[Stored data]
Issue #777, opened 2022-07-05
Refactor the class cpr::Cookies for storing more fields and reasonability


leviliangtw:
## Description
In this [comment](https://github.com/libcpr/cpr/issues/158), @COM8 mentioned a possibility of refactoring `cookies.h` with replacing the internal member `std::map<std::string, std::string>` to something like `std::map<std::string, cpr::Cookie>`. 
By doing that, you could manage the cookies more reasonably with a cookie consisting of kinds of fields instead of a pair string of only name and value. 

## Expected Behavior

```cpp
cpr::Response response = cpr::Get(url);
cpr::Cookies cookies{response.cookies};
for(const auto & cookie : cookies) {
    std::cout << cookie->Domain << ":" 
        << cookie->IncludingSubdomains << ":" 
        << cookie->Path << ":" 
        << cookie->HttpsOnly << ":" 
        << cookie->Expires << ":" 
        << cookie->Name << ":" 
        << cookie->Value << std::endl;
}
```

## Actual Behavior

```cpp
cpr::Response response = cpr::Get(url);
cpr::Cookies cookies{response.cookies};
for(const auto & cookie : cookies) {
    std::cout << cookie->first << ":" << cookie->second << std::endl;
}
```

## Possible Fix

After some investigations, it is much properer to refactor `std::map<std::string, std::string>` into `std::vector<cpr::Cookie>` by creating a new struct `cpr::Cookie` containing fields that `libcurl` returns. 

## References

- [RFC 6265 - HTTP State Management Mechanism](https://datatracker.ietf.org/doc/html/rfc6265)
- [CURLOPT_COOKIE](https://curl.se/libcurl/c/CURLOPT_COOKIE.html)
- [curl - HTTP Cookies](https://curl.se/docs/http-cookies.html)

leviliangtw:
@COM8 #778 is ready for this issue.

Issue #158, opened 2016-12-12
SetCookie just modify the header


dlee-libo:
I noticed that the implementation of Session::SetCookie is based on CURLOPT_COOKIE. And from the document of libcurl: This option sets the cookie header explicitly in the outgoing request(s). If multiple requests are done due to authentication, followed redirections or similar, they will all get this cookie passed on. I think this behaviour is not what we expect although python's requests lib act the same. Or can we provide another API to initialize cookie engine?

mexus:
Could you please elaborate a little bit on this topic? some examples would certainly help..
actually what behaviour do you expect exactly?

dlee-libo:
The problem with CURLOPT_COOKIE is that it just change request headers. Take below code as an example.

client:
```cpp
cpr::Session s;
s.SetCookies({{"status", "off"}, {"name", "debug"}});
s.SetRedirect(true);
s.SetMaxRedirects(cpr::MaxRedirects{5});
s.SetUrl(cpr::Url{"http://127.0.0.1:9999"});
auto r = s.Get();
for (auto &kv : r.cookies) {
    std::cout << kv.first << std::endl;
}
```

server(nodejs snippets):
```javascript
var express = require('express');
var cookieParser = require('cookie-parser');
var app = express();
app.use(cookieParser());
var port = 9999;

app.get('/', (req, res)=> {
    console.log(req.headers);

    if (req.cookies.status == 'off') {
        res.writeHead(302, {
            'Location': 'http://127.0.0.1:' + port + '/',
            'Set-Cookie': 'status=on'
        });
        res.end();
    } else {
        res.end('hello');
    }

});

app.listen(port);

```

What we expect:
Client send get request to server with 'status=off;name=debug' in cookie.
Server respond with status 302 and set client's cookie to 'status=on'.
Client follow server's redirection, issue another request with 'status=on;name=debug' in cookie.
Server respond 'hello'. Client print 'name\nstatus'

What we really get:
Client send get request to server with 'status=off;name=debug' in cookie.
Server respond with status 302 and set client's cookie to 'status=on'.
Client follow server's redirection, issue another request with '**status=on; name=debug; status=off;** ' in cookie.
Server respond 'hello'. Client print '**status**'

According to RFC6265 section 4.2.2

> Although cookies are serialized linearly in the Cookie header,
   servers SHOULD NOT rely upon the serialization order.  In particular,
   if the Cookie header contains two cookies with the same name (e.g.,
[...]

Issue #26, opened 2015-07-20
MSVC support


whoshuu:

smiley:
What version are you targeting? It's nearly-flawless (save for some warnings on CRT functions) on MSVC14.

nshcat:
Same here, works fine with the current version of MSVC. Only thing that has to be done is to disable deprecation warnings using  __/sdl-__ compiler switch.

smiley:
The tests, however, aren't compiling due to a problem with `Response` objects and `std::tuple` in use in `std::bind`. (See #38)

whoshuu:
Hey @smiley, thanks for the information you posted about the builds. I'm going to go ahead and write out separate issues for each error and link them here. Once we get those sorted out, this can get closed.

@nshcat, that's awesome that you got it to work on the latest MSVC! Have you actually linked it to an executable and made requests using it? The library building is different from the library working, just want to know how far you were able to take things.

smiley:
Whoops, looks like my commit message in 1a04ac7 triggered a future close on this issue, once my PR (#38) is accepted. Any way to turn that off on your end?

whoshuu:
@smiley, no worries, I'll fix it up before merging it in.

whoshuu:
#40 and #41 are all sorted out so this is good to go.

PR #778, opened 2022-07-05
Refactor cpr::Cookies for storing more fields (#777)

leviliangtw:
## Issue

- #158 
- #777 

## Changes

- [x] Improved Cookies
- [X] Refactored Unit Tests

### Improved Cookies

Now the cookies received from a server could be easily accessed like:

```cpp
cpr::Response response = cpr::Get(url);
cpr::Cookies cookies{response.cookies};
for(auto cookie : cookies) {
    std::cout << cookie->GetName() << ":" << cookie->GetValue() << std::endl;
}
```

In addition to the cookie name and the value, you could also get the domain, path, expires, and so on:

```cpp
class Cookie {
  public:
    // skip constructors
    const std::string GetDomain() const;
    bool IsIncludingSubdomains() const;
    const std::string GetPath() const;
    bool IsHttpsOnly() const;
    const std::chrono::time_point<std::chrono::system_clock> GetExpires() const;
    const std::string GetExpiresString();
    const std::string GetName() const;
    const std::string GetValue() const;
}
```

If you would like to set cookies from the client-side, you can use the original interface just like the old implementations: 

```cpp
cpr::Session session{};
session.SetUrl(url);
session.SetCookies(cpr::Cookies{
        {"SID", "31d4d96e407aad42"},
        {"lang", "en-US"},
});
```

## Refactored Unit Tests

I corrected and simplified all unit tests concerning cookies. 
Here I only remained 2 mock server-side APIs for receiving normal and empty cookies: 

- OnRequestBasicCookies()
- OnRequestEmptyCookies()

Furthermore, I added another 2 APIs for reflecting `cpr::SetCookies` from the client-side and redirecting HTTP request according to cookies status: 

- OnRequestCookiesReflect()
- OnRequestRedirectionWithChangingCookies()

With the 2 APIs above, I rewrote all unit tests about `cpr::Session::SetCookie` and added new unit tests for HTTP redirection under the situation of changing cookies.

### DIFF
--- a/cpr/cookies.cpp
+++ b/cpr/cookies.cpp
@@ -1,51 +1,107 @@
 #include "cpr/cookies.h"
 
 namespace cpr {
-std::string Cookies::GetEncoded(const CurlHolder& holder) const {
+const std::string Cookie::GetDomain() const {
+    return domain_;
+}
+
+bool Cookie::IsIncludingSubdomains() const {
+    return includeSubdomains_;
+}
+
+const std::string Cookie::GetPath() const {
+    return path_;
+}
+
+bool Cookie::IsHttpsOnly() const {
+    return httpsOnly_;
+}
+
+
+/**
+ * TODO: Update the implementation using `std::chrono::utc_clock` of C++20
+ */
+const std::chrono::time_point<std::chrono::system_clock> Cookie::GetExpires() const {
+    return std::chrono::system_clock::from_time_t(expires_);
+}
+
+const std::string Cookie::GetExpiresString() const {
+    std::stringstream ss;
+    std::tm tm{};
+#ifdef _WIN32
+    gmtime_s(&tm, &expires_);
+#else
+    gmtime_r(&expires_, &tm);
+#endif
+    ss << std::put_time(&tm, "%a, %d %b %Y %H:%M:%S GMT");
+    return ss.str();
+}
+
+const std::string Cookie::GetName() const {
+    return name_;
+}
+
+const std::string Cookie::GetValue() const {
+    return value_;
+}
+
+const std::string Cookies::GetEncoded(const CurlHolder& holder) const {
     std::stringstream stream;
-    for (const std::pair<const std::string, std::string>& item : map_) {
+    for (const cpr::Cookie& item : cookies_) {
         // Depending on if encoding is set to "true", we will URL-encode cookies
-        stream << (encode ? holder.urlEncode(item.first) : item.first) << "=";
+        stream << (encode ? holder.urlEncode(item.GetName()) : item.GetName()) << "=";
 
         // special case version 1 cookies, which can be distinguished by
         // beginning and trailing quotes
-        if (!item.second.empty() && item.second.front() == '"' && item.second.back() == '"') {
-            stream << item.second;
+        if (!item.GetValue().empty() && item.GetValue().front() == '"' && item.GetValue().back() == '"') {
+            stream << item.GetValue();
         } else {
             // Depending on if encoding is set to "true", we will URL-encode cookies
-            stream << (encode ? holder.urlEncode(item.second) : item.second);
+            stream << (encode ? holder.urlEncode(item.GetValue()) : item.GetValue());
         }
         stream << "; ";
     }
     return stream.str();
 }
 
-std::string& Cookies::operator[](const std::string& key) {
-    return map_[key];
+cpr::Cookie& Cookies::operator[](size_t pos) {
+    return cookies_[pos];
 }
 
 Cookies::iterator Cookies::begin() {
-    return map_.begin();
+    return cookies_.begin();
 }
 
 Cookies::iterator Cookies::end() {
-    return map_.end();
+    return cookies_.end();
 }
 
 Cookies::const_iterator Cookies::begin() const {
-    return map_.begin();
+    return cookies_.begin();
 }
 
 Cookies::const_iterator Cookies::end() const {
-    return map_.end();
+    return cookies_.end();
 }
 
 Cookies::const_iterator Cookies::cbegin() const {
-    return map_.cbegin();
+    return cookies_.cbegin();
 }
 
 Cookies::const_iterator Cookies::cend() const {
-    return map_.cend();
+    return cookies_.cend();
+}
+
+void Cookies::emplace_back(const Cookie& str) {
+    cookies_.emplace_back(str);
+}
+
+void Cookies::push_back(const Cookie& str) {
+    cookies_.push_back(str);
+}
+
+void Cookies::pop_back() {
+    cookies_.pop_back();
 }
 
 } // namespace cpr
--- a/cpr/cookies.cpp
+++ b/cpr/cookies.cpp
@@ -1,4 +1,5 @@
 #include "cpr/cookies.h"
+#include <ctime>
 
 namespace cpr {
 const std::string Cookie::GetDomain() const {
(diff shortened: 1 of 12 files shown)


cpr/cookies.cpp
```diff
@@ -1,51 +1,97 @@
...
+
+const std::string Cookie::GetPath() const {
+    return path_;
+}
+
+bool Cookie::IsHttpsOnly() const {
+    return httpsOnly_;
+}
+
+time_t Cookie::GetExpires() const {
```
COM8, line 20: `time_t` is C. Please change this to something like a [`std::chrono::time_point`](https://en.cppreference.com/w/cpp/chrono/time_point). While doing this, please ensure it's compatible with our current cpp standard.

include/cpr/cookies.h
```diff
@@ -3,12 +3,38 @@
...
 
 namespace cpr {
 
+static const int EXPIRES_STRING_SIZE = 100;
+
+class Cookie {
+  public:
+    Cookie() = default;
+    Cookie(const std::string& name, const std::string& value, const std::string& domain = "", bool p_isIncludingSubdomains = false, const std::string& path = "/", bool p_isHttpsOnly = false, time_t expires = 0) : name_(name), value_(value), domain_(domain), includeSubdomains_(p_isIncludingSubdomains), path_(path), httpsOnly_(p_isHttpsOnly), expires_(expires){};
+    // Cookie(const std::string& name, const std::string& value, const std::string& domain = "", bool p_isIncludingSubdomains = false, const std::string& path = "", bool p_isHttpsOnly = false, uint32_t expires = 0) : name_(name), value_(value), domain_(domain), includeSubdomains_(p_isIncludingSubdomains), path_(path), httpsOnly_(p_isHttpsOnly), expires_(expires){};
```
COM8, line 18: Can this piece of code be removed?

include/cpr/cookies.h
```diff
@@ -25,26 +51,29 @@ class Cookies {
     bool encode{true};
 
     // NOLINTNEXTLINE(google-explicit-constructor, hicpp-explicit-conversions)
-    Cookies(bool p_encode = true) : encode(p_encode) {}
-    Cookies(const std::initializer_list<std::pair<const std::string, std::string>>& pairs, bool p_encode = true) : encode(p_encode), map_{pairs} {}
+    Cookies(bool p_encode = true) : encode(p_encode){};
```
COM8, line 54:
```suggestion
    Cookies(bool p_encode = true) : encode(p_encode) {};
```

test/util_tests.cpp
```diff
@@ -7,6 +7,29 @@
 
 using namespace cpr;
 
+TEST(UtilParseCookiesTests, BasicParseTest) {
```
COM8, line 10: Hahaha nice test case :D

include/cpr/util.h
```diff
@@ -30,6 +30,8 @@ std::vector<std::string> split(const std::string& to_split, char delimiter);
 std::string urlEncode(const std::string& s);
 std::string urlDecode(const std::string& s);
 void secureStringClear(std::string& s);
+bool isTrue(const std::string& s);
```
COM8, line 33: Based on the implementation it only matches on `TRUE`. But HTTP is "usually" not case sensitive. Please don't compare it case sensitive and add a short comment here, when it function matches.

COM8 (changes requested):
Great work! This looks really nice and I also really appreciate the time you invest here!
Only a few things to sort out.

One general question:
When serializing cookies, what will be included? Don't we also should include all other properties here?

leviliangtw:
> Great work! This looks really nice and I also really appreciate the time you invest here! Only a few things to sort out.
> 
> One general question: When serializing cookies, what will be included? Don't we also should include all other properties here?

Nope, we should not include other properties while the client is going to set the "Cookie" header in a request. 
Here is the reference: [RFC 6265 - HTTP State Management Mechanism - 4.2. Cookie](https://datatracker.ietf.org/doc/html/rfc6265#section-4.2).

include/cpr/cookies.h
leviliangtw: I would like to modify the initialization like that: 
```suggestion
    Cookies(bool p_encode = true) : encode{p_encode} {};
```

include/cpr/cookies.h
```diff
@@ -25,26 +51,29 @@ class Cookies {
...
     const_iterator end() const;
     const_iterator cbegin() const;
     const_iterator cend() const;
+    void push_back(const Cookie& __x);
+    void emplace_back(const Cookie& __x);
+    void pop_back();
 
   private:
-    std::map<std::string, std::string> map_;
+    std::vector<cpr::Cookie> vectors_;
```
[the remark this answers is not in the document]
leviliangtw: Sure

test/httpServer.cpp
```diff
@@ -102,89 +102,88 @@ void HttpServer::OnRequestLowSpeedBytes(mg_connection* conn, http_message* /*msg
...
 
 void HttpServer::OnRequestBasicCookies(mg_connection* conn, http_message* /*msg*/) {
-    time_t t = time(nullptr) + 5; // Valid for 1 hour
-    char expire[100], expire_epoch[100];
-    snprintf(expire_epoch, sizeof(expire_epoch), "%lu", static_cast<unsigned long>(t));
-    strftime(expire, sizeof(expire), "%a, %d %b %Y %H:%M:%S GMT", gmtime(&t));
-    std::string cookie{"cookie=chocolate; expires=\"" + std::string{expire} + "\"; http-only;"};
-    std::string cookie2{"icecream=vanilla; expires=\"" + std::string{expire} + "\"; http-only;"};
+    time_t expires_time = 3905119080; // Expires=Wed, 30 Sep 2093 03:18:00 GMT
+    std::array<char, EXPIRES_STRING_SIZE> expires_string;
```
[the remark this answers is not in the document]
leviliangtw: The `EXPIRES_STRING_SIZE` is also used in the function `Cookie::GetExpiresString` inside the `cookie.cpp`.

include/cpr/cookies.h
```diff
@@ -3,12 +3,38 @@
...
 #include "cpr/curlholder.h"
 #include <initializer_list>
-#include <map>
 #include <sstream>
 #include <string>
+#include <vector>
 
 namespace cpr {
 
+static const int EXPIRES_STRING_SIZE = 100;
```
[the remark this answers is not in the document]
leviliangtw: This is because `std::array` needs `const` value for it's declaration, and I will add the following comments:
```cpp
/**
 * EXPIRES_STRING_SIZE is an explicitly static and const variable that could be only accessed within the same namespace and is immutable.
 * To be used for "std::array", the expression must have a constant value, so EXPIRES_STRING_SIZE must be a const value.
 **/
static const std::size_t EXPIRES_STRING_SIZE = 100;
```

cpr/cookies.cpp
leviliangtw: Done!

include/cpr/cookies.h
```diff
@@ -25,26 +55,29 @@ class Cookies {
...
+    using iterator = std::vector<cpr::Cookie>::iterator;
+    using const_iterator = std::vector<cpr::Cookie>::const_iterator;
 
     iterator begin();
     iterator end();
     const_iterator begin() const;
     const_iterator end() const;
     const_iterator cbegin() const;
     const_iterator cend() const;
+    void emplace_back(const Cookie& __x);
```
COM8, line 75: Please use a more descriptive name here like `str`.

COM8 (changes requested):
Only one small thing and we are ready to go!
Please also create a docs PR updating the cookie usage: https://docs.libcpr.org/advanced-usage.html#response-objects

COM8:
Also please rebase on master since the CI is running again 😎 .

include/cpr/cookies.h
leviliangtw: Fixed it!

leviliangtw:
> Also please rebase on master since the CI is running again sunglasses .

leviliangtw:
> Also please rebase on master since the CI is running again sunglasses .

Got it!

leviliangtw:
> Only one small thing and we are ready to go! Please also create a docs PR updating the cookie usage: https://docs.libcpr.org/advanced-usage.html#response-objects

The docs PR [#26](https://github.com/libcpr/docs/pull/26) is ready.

:: Your task ::
Check every line above for the string "properties", and copy the ones that have it.

:: Solution to this task ::
When serializing cookies, what will be included? Don't we also should include all other properties here?
> One general question: When serializing cookies, what will be included? Don't we also should include all other properties here?
Nope, we should not include other properties while the client is going to set the "Cookie" header in a request. 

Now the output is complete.